図１（Ａ）はMorris水迷路の側面図であり、図１（Ｂ）はその平面図である。図２は、ＩｇＧ投与の後、水迷路試験で測定された投与群と比較群の遊泳時間（秒）の測定結果を示す図である。図３は、ＩｇＧのＦｃ断片投与の後、水迷路試験で測定された投与群と比較群の遊泳時間（秒）の測定結果を示す図である。図４は、in vitroの神経細胞培養系にＩｇＧから調製したＦｃ断片（Ｆｃγ）を添加した場合に、神経細胞から培地中にＣＧＲＰが放出されることを示した図である。図５は、ＣＧＲＰはＦｃ断片（Ｆｃγ）で刺激を受けたＤＲＧ神経細胞から放出されることを確認した図である。図６は、ＤＲＧ神経細胞を用いたＦｃ断片（Ｆｃγ）によるＣＧＲＰ放出アッセイ系が、薬理学的に妥当であることを示した図である。図７は、Ｆｃ断片（Ｆｃγ）がＤＲＧ神経細胞に対して、濃度依存的にＣＧＲＰを放出させることを示した図である。図８は、Ｆｃ断片（Ｆｃγ）で刺激を受けたＤＲＧ神経細胞が、刺激後３０分以内に一過的にＣＧＲＰを放出させることを示した図である。図９は、ＤＲＧ神経細胞に高親和性Ｆｃγ受容体が発現していることを示した図である。

発明を実施するための形態

　以下、本発明を詳細に説明するが、本発明は以下に述べる個々の形態には限定されない。
　本発明において用いられるＩｇＧはImmunoglobulin Ｇ（免疫グロブリンＧ）の略語であり、抗体の１種である。免疫グロブリンはタンパク質であり、Ｂ細胞から作られ、免疫反応に関与する分子として最初に解析された分子で、現在では最もよく解明されている分子でもある。免疫グロブリンは生化学的および機能的に５つのクラスに分けられるが、全ての免疫グロブリンは４本のポリペプチド鎖から構成されており、そのポリペプチド鎖にはさらに、２つのサブユニット、すなわちＨ鎖（heavy chain；重鎖）とＬ鎖（light chain；軽鎖）とが存在する。Ｈ鎖は５つのクラスが存在し、このクラスによって免疫グロブリンのクラスが分けられている。それらは、免疫グロブリンＧ（ＩｇＧ）、免疫グロブリンＭ（ＩｇＭ）、免疫グロブリンＤ（ＩｇＤ）、免疫グロブリンＡ（ＩｇＡ）、免疫グロブリンＥ（ＩｇＥ）と呼ばれる。また、ＩｇＧはさらに４つのサブクラス、すなわちヒトの場合、ＩｇＧ１、ＩｇＧ２、ＩｇＧ３、ＩｇＧ４に分けられる。本明細書ではこれらのＩｇＧサブクラスを含めてＩｇＧと記載する。

　我々の周囲には種々の病原菌が存在するが、これらの病原菌から生体を防御するために免疫システムを持っている。免疫システムはリンパ球等の細胞を中心に働く細胞性免疫と、抗体等を中心とする液性免疫が存在し、ＩｇＧは液性免疫システムとして、病原菌への結合とその中和、病原菌との結合による病原菌の食細胞への取り込み促進、さらには病原菌との結合による補体の活性化を促すなどの機能を有する。さらに他の免疫グロブリンクラスに比べて、ＩｇＧの血中含量は最も高い。従ってＩｇＧ分子は免疫システムにおいて非常に重要な役割を果たしている。しかしながら、このように免疫システムにおいて重要な役割を果たしているＩｇＧであるが、免疫システム以外において有効な機能については殆ど知られていない。

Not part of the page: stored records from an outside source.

PR #10, opened 2020-05-23
Basic Waypoints

dengr1065:
This PR adds simple waypoints.

Themes: light, dark
UI Scale: super small - huge
You can add and remove waypoints, teleporting closes the window. The name field also acts as search, this is helpful if you have lots of waypoints.

This feature should be available in demo version as well, without any ads in its UI. And even if you think that it should be overlay-only, it should not be that. With dark theme it looks just cool and well-integrated with other UI, if it is an overlay, it's not that cool. Overlay *might exist* as well, but just as marker/pointer.

Further updates:

- Add overlay to show existing waypoints (**just to show, please**) that can be disabled in settings.
- Make it consistent with other engine methods

alt


src/css/ingame_hud/waypoints.scss
```diff
@@ -0,0 +1,95 @@
+#ingame_HUD_Waypoints {
+    .content {
+        @include S(width, 500px);
+    }
+
+    .wizardWrap {
```
Playez, line 6: cul wizard

mse-k:
since its implementd close this xd

PR #11, opened 2020-05-24
Add unstacker building

jmeggitt:
Adds the framework for a new unstacker building as a variant to the existing stacker. A level goal still needs to be added for unlocking this variant and I did not make an asset for it since I cannot easily recreate the blueprint aesthetic in inkscape.

General concept for addition:
Capture


src/js/game/shape_definition.js
```diff
@@ -465,6 +465,43 @@ export class ShapeDefinition extends BasicSerializableObject {
...
+        }
+
+        // Check if there is only one layer
+        if (this.layers.length === 1) {
+            return [new ShapeDefinition({ layers: lowerLayers })];
+        }
+
+        let upperLayers = [];
+
+        layerCheck:
```
tobspr, line 485: This code can be vastly simplified - simply always split it into two shapes, the first one containing `layers[0 ... layers.length - 2]` and the second one containing just `layers[layers.length-1]`.

In the item processor, then emit both shapes, but for each shape check if `definition.isEntirelyEmpty()` and if so, don't emit anything. This will also make it more consistent

src/js/game/shape_definition_manager.js
```diff
@@ -144,6 +144,21 @@ export class ShapeDefinitionManager extends BasicSerializableObject {
...
+     * @returns {[ShapeDefinition, ShapeDefinition]}
+     */
+    shapeActionUnstack(definition) {
+        const key = "unstack:" + definition.getHash();
+        if (this.operationCache[key]) {
+            return /** @type {[ShapeDefinition, ShapeDefinition]} */ (this.operationCache[key]);
+        }
+
+        const unstacked = definition.cloneAndUnstack();
+        return /** @type {[ShapeDefinition, ShapeDefinition]} */ (this.operationCache[key] = unstacked);
```
tobspr, line 159: This is not correct - it sometimes just returns `[ShapeDefinition]`. If you adjust it the way I commented above, this comment is obsolete though.

src/js/game/systems/item_processor.js
```diff
@@ -23,7 +23,7 @@ export class ItemProcessorSystem extends GameSystemWithFilter {
             // First of all, process the current recipe
             processorComp.secondsUntilEject = Math_max(
                 0,
-                processorComp.secondsUntilEject - this.root.dynamicTickrate.deltaSeconds
+                processorComp.secondsUntilEject - this.root.dynamicTickrate.deltaSeconds,
```
tobspr, line 26: I think your IDE added a trailing comma there, however the prettier config has this explicitely disabled. Not a big issue, I can reformat the file after merging it.

src/js/game/systems/item_processor.js
```diff
@@ -196,14 +196,31 @@ export class ItemProcessorSystem extends GameSystemWithFilter {
...
+            // UNSTACKER
+
+            case enumItemProcessorTypes.unstacker: {
+                const item = /** @type {ShapeItem} */ (itemsBySlot[0].item);
+                assert(item instanceof ShapeItem, "Input for unstack is not a shape");
+
+                const unstackedDefinitions = this.root.shapeDefinitionMgr.shapeActionUnstack(item.definition);
+
+                for (let i = 0; i < unstackedDefinitions.length; ++i) {
+                    outItems.push({
```
tobspr, line 216: As mentioned above - use `isEntirelyEmpty()` here and if so, don't emit on this slot

src/js/game/tutorial_goals.js
```diff
@@ -11,6 +11,7 @@ export const enumHubGoalRewards = {
     reward_painter: "reward_painter",
     reward_mixer: "reward_mixer",
     reward_stacker: "reward_stacker",
+    reward_unstacker: "reward_unstacker",
```
tobspr, line 14: If you add a reward, there also has to be a translation for it. I can add it tho

tobspr:
Code looks fine so far. Would have to take a closer look. But first I need to figure out where this building should be used, and I probably would also introduce some new mechanics. So, this one will have to wait a bit

tobspr:
I'll close it for now since  I don't have plans for merging it in the near future. Its not lost and can be serve as reference for other buildings

PR #12, opened 2020-05-25
Consistency update to upgrade text

CallMeHein:
Changed "Shape Processing" to "Cutting, Rotating & Stacking" to stay consistent with the other upgrades which also list which building they affect.


tobspr:
Thanks! I agree that this makes more sense

PR #19, opened 2020-05-26
Git LFS check for gulpfile

dengr1065:
Simple check for Git LFS in gulpfile to prevent confusion, also some readme changes.


tobspr:
Nice, thanks!

PR #23, opened 2020-05-27
Make ctrl/shift/alt keubindings changeable

Dimava:
Also consider changing 'no-rotate' default to shift


tobspr:
Thanks a lot! I'll consider it, but changing it now might confuse people

PR #24, opened 2020-05-27
Make CycleBuildings work properly

Dimava:
Make CycleBuildings work properly
 - ignore locked (instead of: raise error sound)
 - select last used if empty (instead of: select next)


tobspr:
Thanks!

PR #25, opened 2020-05-27
gitignore update

ModdedGamers:
Updates .gitignore so git push won't complain about workflow files on cli.


tobspr:
I don't think thats a good idea - Why do you want to add it to the gitignore?

ModdedGamers:
Because if you have a Github api token, and it doesn't have the workflows permission, You can't push without removing the file from git anyways. This just makes it easier to push without having to remember to remove the file. Plus, people will almost always work on the workflow files on the github website. So, not tracking these on remote machines is a better idea to create less hassle.

tobspr:
But shouldn't you be able to just work in your local repository?

ModdedGamers:
Even if you don't change the file, github won't let you push without explicitly removing it from git's index.

tobspr:
Thats weird, but I'll just accept it then I guess

PR #26, opened 2020-05-27
Add swapper building

hexagonhexagon:
Add a building that swaps the two input belts.

Things I haven't done:
 - Include the texture packer atlas. I don't have a license for it, so I can't do it. All the images are already there, you just have to pack them.
 - Add a new milestone for the swapper. I wasn't sure where to put it/what it should cost, so I thought I'd let you weigh in on where this should go.

Feel free to improve the art, I had a tough time working with it because I don't have Photoshop, and didn't want to trace it in Inkscape.


tobspr:
PR looks good, but I can't merge it without figuring how this would fit into the gameplay

hexagonhexagon:
Sorry I didn't respond earlier, wanted to play the new update and all that. Here are 2 examples of the swapper where it makes something significantly easier than it was before.

1. This example where I can alternately swap in two different things, paint them 2 different colors (not belted in here), and merge them. This would take significantly more space without the swapper.
Screenshot from 2020-05-29 18-25-29

1. This example where I have a bunch of belts that are collated, and I can rearrange them easily with the swapper to put into a white dye maker. No need to do a ton of nonsense with undergrounds in order to make the things go the right places.
Screenshot from 2020-05-29 18-27-33

hexagonhexagon:
You haven't commented on this PR for a while now. If you don't plan on adding it, can you close this pull request?

tobspr:
Sure, yeah well I wanted to keep it open because I feel bad if the work is lost. But RN I don't feel like the game does need this building

dengr1065:
i feel like this building should be present in wires update, and not require energy (a variant of balancer, unlocked at level ~21)

RogiJAG:
> i feel like this building should be present in wires update, and not require energy (a variant of balancer, unlocked at level ~21)

This could fit in with the idea we've been talking about where you unlock rewards through upgrades, but that hasn't been decided on yet.

PR #30, opened 2020-05-29
Add Sorters

mse-k:
adds sorters, they put the first item they get inputted out tyhe front and evey item after that is compared to the original and if the same will also go to the front BUT if not will go to the right

Needed stuff: Sprites, Description, New color that fits the theme better, Level to unlock and a goal to do so, make it a variant of belt, make it output evenly to both sides instead of just to 1 for the doesnt match side

Edit: savegames DO work


mse-k:
ive noticed a chek has failed but atlest for me the whle thing compiles and works just fine so idk

tobspr:
1. Please use meaningful commit names. It doesn't have to be an essay, but "aaaaaaa" is not a good commit name.
2. I'm not sure how sorters would fit into the current game play. Need to figure this out first

mse-k:
> 1. Please use meaningful commit names. It doesn't have to be an essay, but "aaaaaaa" is not a good commit name.

yea ik i usaly wouldnt name it that way but i was mostly just saving it in vs code so it just was like "push commit to master" and i just spammed aaaaaaa in bc i was lasy and wanted to continue

and plus it doesnt really matter since all i was doing was continuing implementation (back then it didnt even load and im pretty sure i couldnt even compile yet)

tobspr:
I'll close this PR since I have no plan for adding this building in the near future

　本明細書において以下に記載するとおり、本発明のＩｇＧおよび／またはＩｇＧのＦｃ断片（Ｆｃγ）を含む神経細胞刺激剤により、知覚神経からのカルシトニン遺伝子関連ペプチド（Calcitonin gene related peptide：ＣＧＲＰ）の放出が誘導され、動物モデルにおいて、学習・記憶能力が改善され、また海馬におけるインスリン様成長因子－Ｉ（ＩＦＧ－Ｉ）の産生が増大することが実証された。

　インスリン様成長因子－Ｉ（Insulin-like growth factor-I：ＩＧＦ－Ｉ）は、インスリンに非常によく似た構造および作用を有する分子量約７，５００ダルトンのペプチド性ホルモンである（Organization and sequence of human insulin-like growth factor I gene. Alternative RNA processing produces two insulin-like growth factor I precursor peptides.　Rotwein P, et al. J. Biol. Chem. vol. 261(11), 4828-4832, (1986)）。ＩＧＦ－Ｉは成長ホルモン分泌刺激によって、主に肝臓で生成されることが知られているポリペプチドであり、血中ではＩＧＦ結合タンパクと結合して高分子複合体として存在している。ＩＧＦ－Ｉの代謝およびＩＧＦ－Ｉの受容体への親和性は、このＩＧＦ結合タンパクによって調節されており、ＩＧＦ結合タンパクの発現は成長ホルモンによって制御されることが知られている（Humbel R.E., 前出）。ＩＧＦ－Ｉは細胞の分化を促進し、細胞の増殖を助ける等、積極的に細胞を健康な状態に維持し、老化の進行を抑制することが知られている（Insulin-like growth factorIandII, Review.　Humbel R.E.,　Eur. J. Biochem., vol. 190, 445-462, (1990)）。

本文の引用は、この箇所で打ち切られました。